Records provided:
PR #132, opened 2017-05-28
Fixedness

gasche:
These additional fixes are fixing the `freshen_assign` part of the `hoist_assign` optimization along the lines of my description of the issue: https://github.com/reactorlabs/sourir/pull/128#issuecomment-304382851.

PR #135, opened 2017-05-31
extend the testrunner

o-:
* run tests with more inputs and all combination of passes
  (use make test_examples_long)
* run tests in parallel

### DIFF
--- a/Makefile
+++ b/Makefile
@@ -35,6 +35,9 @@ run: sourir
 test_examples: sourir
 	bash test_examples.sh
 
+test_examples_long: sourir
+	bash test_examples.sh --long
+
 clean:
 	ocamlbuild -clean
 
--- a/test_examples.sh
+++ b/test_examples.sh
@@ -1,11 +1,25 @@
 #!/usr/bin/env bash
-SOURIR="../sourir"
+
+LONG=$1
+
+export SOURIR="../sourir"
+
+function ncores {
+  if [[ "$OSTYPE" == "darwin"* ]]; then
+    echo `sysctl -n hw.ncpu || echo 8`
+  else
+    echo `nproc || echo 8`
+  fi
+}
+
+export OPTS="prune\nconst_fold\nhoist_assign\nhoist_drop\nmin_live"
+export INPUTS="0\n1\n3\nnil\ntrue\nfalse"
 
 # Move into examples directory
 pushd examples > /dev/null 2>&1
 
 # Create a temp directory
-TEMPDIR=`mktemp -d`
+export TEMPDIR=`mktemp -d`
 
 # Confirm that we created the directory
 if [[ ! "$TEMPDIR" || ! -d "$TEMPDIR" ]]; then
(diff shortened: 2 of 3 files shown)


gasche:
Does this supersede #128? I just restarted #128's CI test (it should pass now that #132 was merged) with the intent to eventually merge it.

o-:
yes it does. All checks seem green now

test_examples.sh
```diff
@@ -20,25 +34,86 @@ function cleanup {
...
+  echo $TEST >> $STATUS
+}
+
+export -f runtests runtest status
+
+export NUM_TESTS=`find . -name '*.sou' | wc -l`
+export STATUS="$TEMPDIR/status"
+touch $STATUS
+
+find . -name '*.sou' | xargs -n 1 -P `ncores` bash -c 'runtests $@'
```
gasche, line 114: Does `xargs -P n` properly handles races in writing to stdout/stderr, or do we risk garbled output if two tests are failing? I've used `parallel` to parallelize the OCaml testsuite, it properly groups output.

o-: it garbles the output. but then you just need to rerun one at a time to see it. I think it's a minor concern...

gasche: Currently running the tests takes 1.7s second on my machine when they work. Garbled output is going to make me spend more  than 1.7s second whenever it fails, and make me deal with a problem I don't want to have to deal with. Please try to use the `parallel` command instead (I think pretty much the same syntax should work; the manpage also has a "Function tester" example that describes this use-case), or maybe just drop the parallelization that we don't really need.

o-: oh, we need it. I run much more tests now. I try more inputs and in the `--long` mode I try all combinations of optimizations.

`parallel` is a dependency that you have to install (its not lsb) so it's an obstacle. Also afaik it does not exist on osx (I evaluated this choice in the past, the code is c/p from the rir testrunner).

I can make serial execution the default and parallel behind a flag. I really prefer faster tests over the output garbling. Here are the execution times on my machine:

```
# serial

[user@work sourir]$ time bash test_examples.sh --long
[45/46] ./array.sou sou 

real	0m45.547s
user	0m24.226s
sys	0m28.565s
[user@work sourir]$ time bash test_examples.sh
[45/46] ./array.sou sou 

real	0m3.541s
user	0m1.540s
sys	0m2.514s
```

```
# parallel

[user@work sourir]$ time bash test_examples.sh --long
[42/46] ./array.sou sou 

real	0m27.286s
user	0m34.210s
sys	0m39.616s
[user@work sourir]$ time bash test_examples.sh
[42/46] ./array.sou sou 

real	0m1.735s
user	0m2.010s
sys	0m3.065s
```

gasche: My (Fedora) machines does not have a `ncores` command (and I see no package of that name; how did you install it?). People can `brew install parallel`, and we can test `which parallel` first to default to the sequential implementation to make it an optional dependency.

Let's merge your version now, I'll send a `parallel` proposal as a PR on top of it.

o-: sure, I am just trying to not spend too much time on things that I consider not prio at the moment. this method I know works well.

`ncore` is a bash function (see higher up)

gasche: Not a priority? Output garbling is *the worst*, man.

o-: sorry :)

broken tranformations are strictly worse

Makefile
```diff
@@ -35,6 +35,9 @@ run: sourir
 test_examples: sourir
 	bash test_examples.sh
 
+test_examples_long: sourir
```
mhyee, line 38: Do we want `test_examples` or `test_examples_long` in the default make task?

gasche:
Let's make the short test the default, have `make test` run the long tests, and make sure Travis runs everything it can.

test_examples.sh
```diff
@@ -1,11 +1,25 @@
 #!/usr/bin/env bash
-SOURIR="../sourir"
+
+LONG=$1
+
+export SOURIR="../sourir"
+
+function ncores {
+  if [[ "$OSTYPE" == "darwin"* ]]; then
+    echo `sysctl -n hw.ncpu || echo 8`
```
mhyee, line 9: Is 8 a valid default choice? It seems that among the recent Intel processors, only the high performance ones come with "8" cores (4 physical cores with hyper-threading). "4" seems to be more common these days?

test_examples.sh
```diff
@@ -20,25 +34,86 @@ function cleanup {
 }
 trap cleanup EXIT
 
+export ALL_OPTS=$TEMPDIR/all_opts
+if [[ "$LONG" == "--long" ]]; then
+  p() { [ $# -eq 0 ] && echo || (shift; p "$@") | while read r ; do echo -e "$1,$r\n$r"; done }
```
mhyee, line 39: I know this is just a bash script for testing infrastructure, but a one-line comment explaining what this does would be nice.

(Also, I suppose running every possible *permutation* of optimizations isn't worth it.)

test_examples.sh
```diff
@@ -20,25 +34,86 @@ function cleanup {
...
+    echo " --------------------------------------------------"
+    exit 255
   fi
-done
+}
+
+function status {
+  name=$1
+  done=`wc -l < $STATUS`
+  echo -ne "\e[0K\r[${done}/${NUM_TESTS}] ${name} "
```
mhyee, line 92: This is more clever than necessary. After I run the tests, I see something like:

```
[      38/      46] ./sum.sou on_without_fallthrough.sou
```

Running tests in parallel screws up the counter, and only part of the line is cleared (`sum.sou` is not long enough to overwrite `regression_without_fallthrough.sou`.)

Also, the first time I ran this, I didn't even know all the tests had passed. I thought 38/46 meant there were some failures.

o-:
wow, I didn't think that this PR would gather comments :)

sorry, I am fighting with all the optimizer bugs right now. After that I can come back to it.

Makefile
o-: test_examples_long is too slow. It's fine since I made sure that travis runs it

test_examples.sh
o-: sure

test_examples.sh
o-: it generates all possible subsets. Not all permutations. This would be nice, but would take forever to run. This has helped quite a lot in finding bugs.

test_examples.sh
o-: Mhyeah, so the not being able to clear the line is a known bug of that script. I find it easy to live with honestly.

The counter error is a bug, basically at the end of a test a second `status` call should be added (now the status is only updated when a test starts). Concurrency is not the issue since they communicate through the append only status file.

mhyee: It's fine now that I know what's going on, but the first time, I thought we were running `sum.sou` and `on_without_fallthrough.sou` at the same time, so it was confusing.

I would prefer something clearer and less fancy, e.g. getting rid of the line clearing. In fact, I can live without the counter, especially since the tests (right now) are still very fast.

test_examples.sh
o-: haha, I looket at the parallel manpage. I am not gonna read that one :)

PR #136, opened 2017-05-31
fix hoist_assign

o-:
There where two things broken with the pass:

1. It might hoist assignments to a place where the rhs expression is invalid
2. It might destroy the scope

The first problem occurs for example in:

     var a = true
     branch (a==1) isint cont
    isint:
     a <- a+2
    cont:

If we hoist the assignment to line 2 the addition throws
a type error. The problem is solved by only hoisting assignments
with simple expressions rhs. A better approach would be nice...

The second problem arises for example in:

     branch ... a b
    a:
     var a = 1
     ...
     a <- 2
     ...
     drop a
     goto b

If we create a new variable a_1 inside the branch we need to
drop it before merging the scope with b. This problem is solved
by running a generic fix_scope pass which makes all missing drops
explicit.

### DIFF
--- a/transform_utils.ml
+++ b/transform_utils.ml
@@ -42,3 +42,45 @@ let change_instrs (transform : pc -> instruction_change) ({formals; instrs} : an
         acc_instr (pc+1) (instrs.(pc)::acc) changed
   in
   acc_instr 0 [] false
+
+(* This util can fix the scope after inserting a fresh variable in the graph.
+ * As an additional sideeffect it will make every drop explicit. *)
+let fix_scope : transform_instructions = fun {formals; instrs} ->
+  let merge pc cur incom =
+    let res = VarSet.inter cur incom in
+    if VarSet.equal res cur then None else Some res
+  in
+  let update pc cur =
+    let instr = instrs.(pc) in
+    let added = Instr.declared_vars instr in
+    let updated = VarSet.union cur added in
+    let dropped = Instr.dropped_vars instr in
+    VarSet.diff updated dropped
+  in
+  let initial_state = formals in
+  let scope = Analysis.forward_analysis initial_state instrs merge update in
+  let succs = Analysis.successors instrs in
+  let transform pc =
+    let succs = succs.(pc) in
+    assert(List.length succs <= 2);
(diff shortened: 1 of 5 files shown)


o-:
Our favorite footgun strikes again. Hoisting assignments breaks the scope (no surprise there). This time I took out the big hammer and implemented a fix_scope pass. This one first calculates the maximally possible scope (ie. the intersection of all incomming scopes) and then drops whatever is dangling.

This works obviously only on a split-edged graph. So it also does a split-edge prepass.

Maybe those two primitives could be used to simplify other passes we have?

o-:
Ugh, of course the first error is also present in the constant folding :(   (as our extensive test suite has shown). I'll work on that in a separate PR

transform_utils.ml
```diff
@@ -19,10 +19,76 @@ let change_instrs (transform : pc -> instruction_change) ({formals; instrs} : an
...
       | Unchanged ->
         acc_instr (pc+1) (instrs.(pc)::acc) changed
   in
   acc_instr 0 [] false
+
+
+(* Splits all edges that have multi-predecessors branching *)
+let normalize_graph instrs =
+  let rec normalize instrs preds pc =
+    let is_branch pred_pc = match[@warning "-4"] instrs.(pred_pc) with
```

Task item: Copy each line above where the string "dropped" occurs.

Output of the task:
+    let dropped = Instr.dropped_vars instr in
+    VarSet.diff updated dropped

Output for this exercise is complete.